PROBLEM DESCRIPTION
Give back exactly the stretch of data below from the line holding "such that it" through the line holding "The notion being", both ends included, and leave the remaining lines out.

THE INPUT
Issue #911, opened 2022-08-15
Provide unified validation and repair/coerce behavior


cmungall:
BACKGROUND: 

Currently there are a number of different validation strategies. These are currently all implemented:

1. Use `linkml-validate`, which is a part of the main linkml distribution. This uses jsonschema validator behind the scenes
2. Use https://github.com/linkml/linkml-validator, written by @deepakunni3 
3. Convert a schema to SPARQL queries and run these over an RDF representation of the data
4. Convert a schema to an external representation for framework X, and use X tools to validate
     - Example: convert a schema to SHACL and use pyshacl
     - Example: convert a schema to ShEx and use pyshex

Additionally, when using the loader framework to instantiate dataclasses, validation at the python level will be performed. Complicating the picture, the current dataclass generation framework creates classes that perform **silent coercion** to correct data. While this follow's [Postel's law](https://en.wikipedia.org/wiki/Robustness_principle) it can be confusing, as it means that any validator what uses python objects as an intermediate will not detect classes of error that are silently repaired/coerced/fixed.

@deepakunni3 wrote design principles for validation here
https://linkml.io/linkml-validator/design/

These are great, I will regurgitate verbatim here:

- **Schema Agnostic:** The validator must be schema agnostic and must not make any assumptions of the data outside of the scope of LinkML metamodel. i.e. The validator runs for any linkml schema
- **Plugin Architecture:** Each type of validation is its own plugin. So any subsequent vendor-specific or technology-specific validation scenarios must be its own plugin. For example, `JsonSchemaValidationPlugin` performs JSONSchema validation on one or more objects. There are two types of plugins that are supported:
    - *in-house plugins:* These are plugins that are defined in the linkml-validator repository
    - *external plugins:* These are plugins that live outside of the linkml-validator repository. But one main key characteristic of these external plugins is that they implement the linkml-validator's `BasePlugin` abstract class. This is to ensure that the external plugin class is compatible and plays well with the validator and other plugins
- **Easy to Configure**: Each plugin is instantiated with default arguments but these arguments can be overridden by providing the arguments at runtime
- **Flexible Generators:** Plugins use default generators provided by LinkML. But plugins can also provide ways to accept custom generators. This ensures that if a project is using an extended version of a LinkML generator then it is possible with existing plugins
- **Parseable Validation Messages:** The Validator returns easy to parse validation messages with a defined structure.
    - Each time a validation is run on an object, the Validator returns a `ValidationReport` for that object
[...]

Issue #567, opened 2022-01-19
schemaloader accepts formally incorrect schemas - Add optional jsonschema validation to warn modelers


cmungall:
Continued from https://github.com/microbiomedata/nmdc-schema/pull/239#discussion_r785167685

The schemaloader allows:

 - descriptions to be specified as singleton lists in yaml (even though it is formally singlevalued)
 - comments to be specified as non-list strings, with autoconversion to lists

This is the result of the current post_init design which intentionally performs repairs

Arguably this is handy - the be liberal in what you accept and conservative in what you produce maxim

however, it's potentially confusing and modelers should at least be made aware this is happening

I recommend an optional step in schemaloader that passes through the jsonschemavalidor, default behavior is to warn, but with a strict mode that will fail

sujaypatil96:
@cmungall: @sierra-moxon and I were reviewing our understanding of this issue.

Is the expectation that the JSON Schema generated from the LinkML YAML is validated by a JSON Schema Validator like https://github.com/java-json-tools/json-schema-validator?

Can this issue be closed as a dupe of https://github.com/linkml/linkml/issues/1148?

cmungall:
It’s a duplicate, yes

sierra-moxon:
closing as dupe of https://github.com/linkml/linkml/issues/1148

PR #1189, opened 2022-12-21
Issue 1188

hsolbrig:
Added unit test w/ multiple points of failure.

Fixes will be spread across pythongen.py AND linkml_runtime loaders.


hsolbrig:
I just realized that I have several changes that have to get into linkml-runtime before this can be committed.  We might consider making linkml-runtime a submodule here so that we can get changes of this sort in and tested in one go-round.

cmungall:
Let me try and summarize this PR:

This PR introduces a change to generated dataclasses; instead of `as_dict`, a new `_normalized_assignment` method in YAMLRoot is called (https://github.com/linkml/linkml-runtime/pull/236/), replacing previous uses of `as_dict`.

The motivation for this change is the desire to have auto-repair happen on instantiation, such that if you have a class

```
  C1:
    description: class with an inline list of strings
    attributes:
        thelist:
            multivalued: true
```

You can do a shortcut instantiation:

```python
C1(['a', 'b', ...])
```

such that it is auto-repaired/coerced into the equivalent of a call to

```python
C1(thelist=['a', 'b', ...])
```

I think it's worth discussing such a feature, but this would be a new enhancement that should be introduced with a new top level issue in this repo which the group can discuss.

Personally, I am generally in favor of Postel's principle, but I think here it is clearer if there is no repair magic/coercion happening. Such coercion can lead to hard to predict behavior and hard code to debug; see

 - #911
 - #567

In this case I don't think it is asking a lot for the user of dataclasses to instantiate using the correct form:

```python
C1(thelist=['a', 'b', ...])
```

hsolbrig:
There are at least two motivations behind these proposed changes:

1) (IMO) The syntax for loading a root node and the target of a slot should be identical.  Say one has the following model:

```yaml
classes:
   ListOStrings:
        attributes:
            entry:
                multivalued: true
                range: string

   StringsAndAnINT:
         attributes:
              the_strings:
                  range: ListOStrings
              the_int:
                  range: integer
```
IF one is able to load the following YAML using `YAMLLoader().load_any(text, StringsAndAnINT)`

```yaml
the_strings: [s1, s2, s3]
```

One should also be able to load the follwing (using `YAMLLoader().load_any(text, ListOStrings)`
```yaml
[s1, s2, s3]
```

The notion being that the property `the_strings` identifies the inner type. 


2) This raises the  question, however, as to why we should try to infer anything.  We could _require_:
```yaml
the_strings:
    entry: [s1, s2, s3]
```

in the first example and
```yaml
entry: [s1, s2, s3]
```
And the examples above would be flagged as errors.

Similarly, we could require that lists of dictionaries be exactly that -- lists, meaning that LinkML classes would have to be defined as:
```yaml
classes:
    - name: ListOStrings
      attributes:
      - name: entry
         multivalued: true
         range: string

      ...
```
And that two element classes have to be named, meaning that the LinkML prefixes definition would appear as:
```yaml
prefixes:
   - prefix_prefix: linkml
      prefix_reference: https://w3id.org/linkml/
   - prefix_prefix: skos
      prefix_reference: http://www.w3.org/2004/02/skos/core#
       ...
```

This is a very different philosophy to the one that I've been using to date. My goal had been to make the _YAML_ (or _JSON_ or _CSV_ or _..._) easy to write, where the tooling does its best to try to understand the author's intent.  An alternate philosophy is, instead of trying to guess the author's intent, establish a set of rigorous, documented rules that allow for one way to accomplish a task.

Perhaps the best way to compare the two approaches would be to compare what goes _in_ to the yaml loader in many of the models we are using with what comes _out_.

I suspect that some of the differences may be that we are writing to different audiences.  My target audience had been the JSON, YAML and/or SpreadSheet authors -- folks that already had an implicit model and had already created data around it -- who realized that they needed more documentation and rigor.  A different audience entirely would be application developers who want to start with a fixed, rigorous model before a line of data is generated.

Both approaches have their uses (IMO) and both have their drawbacks.  

One should note that this enhancement didn't break anything -- with one exception, everything that worked before continued to work as advertised.   It simply allowed some of the new models that I'd created to behave as expected.
The one exception is in [test_loader_dumpers.py](https://github.com/linkml/linkml-runtime/pull/236/commits/2e57d41ff9097acbe1188c305c67795eb5fb56da#diff-30cf2b0e44842a9b981a1e035e3e4960077594f1974de8739618a0efe2b97cb0)

Where the the test code stated that both a single instance and a _list_ of instances could satisfy a model of a given class.  Interestingly, this is the one place where I propose _tightening_ the rules.  Given the model:
```yaml
classes:
    Person:
         attributes:
             name:
                range: string
                identifier: true
             age:
                range: int

     Position:
         attributes:
               id:
                  range: string
                  identifier: true
               performer:
                  range: Person
```
The pre-PR loader, invoked with: `YAMLLoader().load_any(text, Position)`
```yaml
id: 17
performer:
    - name: Sam
      age: 22
    - name: Jane
      age: 43
```
as an error, yet would allow `YAMLLoader().load_any(text, Person)`

```yaml
  - name: Sam
    age: 22
  - name: Jane
    age: 43
```
The PR would require the modeler to differentiate between a single person and a _list_ of persons.

cmungall:
I realize the mistake in my previous comment. Of course, this shortcut instantiation should be allowed:

`C1(['a', 'b', ...])`

 this is just standard positional argument passing. This should already be treated the same as `C1(thelist=['a', 'b', ...])`

What I don't understand is why we need this PR to make this work - however, I will take another look, I just wanted to report my initial incorrect assumption here.

sierra-moxon:
I definitely appreciate the "shortcut" syntax I'm able to write for classes, slots, etc. in the model.   However, when I go to use a new (to me) metamodel component it is a bit tricky to figure out how to do so.  

For example, when trying to add "annotations" to classes in the Biolink Model, I went through several syntax variations -- starting with the most verbose to match what I interpreted the spec to be (this causes an error, `ValueError: tag must be supplied`):

```
  acts upstream of:
    is_a: related to at instance level
    domain: gene or gene product
    range: biological process
    annotations:
      - extension_tag: biolink:canonical_predicate
        extension_value: true
    exact_mappings:
      - RO:0002263 
 ```

then I tried this (I think I went looking around for tests and examples of fields that were similarly modeled to annotations/extensions and then for schemas/example schemas that were using those components.  it might've been [this one that I found](https://github.com/linkml/linkml/blob/a4a21e96e0883b787a1f9a5c6815fca48a8afe8c/tests/test_generators/output/personinfo.relational.yaml#L195), but I can't remember).  This generates an error: `
ValueError: Unrecognized entry: canonical: [{'tag': 'biolink:canonical_predicate', 'value': True}]`

```
  acts upstream of:
    is_a: related to at instance level
    domain: gene or gene product
    range: biological process
    annotations:
       canonical:
         - tag: biolink:canonical_predicate
           value: true
    exact_mappings:
      - RO:0002263 
 ```

then with more help, I got to here, which works, but is a little awkward.

```
  acts upstream of:
    is_a: related to at instance level
    domain: gene or gene product
    range: biological process
    annotations:
      - tag: biolink:canonical_predicate
        value: true
    exact_mappings:
      - RO:0002263 
 ```

and finally with Chris's help, to here:

```
  acts upstream of:
    is_a: related to at instance level
    domain: gene or gene product
    range: biological process
    annotations:
      canonical_predicate: true
    exact_mappings:
      - RO:0002263
```

probably more than one issue going on here and maybe this example is only tangentially related to this PR, but maybe documentation of the transformation rules would be a step towards having it both ways?

**Comment by cmungall** [comment]
Thanks both for your comments!

Let's start by summarizing *existing* shortcut patterns and means of inlining collections.

- the ability to inline as dictionaries is incredibly useful. This was one of the first innovations @hsolbrig made on the original biolinkml framework, I can't imagine living without this!
     - I think this is fairly well documented: https://linkml.io/linkml/schemas/inlining.html#inlining-as-a-dictionary
     - an additional FAQ entry and notebook would be welcome though!
     - overall I don't think this is so contentious, it adds only minimal complexity to the framework and the gain is large
     - I think we do need an option in the existing dumpers that will remove the redundant key though
- the trick to inline as single-value dictionary elements is also incredibly useful
    - This is a bit more "clever" and *not* so well documented, and the odyssey you went through is not unique @sierra-moxon 
    - However, this is easily fixed! Let's make better documentation for it!
    - #1205
    - note that without this feature we'd have no way to handle dicts of primitives in pre-existing yaml/json, which would be a major limitation!

I don't think we need to revisit any of these. They will obviously stay as part of the framework, since changing this would be a major backwards incompatible change.

The subject of this PR is a *new* shortcut. As a general SOP, it would be great if when proposing a new big change like this we started from an issue rather than a PR, with all of the rationale laid out! We can then discuss this as a group in the developers call.

There are always trade-offs here. I think we all want the YAML to be easy to author, and the existing dictionary inlining behavior are great examples. We also want to be able to schematize all possible YAML/JSON shapes, and the current behavior is necessary for that.

However, I think the tradeoffs get more nuanced the more we apply Postel's principle, and try and do automatic repairs that guess the users intent. If there are too many valid ways to say the same thing, then it can be confusing for the user. It can also complicate the overall framework (for example: the json schema generator has to accommodate all the alternative ways of saying things, if we deem these to be valid). In my experience with the LinkML user base so far, people actually appreciate consistent rules. Rather than trying to guess intent, we should just document the different ways that something can be done, make things easy, but have simple consistent rules.

The subject of this PR is a new shortcut rule that  would make

`load_any([1,2,3], ListOfStrings)`

valid, given a schema:

```yaml
classes:
   ListOStrings:
        attributes:
            entry:
                multivalued: true
                range: string
```

as things currently stand, the user would have to pass in a dict `{entry:[1,2,3]}`

My own position on this is that this is not something I have seen a user requesting, and I think introducing this can complicate things without any real gain.

However, I may be in the minority, or missing something - we can still put a proposal together and open this up more broadly. The proposal should lay out the benefits and state precisely what the repair rules are. If there is broad desire from the community we can go ahead and add this in linkml 1.6, resource permitting. I think if we did it, we would want to increase the minor version as this proposed change could potentially change behavior.

Regarding existing `load_any` behavior - the current behavior is intentional, but could be better documented. The use case here is that a user may have a yaml/json file that is a serialization of *either* a valid YAMLObject *or* a list of YAMLObjects (which do not necessarily have a container). The previously existing `load`/`loads` was not able to handle top level lists before.

hsolbrig:
"My own position on this is that this is not something I have seen a user requesting, and I think introducing this can complicate things without any real gain."

This fix exists because of a related problem that I (as a "user") had encountered that prevented me from using a model the way I had intended.  In the process of fixing the other issue, I wanted to make sure that I caught the edge cases.  It would actually be kind of difficult to fix the issue I'd encountered *without* fixing this one.

To be clear - I didn't submit this set of fixes on whim.  I'd seen @kevinschaper wrestling with what appeared to be the same bug on conference calls and, when I encountered it in my own use cases I went ahead and tried to fix the the general case.   So there is "real gain", in that I can proceed to use LinkML to represent my model (vs. changing my model to meet LinkML's view of the world). IMO, another "real gain" is that LinkML is more likely to work "out of the box", vs. an end user having to file bug reports, change requests, etc.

ANSWER TO THIS PROBLEM
such that it is auto-repaired/coerced into the equivalent of a call to

```python
C1(thelist=['a', 'b', ...])
```

I think it's worth discussing such a feature, but this would be a new enhancement that should be introduced with a new top level issue in this repo which the group can discuss.

Personally, I am generally in favor of Postel's principle, but I think here it is clearer if there is no repair magic/coercion happening. Such coercion can lead to hard to predict behavior and hard code to debug; see

 - #911
 - #567

In this case I don't think it is asking a lot for the user of dataclasses to instantiate using the correct form:

```python
C1(thelist=['a', 'b', ...])
```

hsolbrig:
There are at least two motivations behind these proposed changes:

1) (IMO) The syntax for loading a root node and the target of a slot should be identical.  Say one has the following model:

```yaml
classes:
   ListOStrings:
        attributes:
            entry:
                multivalued: true
                range: string

   StringsAndAnINT:
         attributes:
              the_strings:
                  range: ListOStrings
              the_int:
                  range: integer
```
IF one is able to load the following YAML using `YAMLLoader().load_any(text, StringsAndAnINT)`

```yaml
the_strings: [s1, s2, s3]
```

One should also be able to load the follwing (using `YAMLLoader().load_any(text, ListOStrings)`
```yaml
[s1, s2, s3]
```

The notion being that the property `the_strings` identifies the inner type. 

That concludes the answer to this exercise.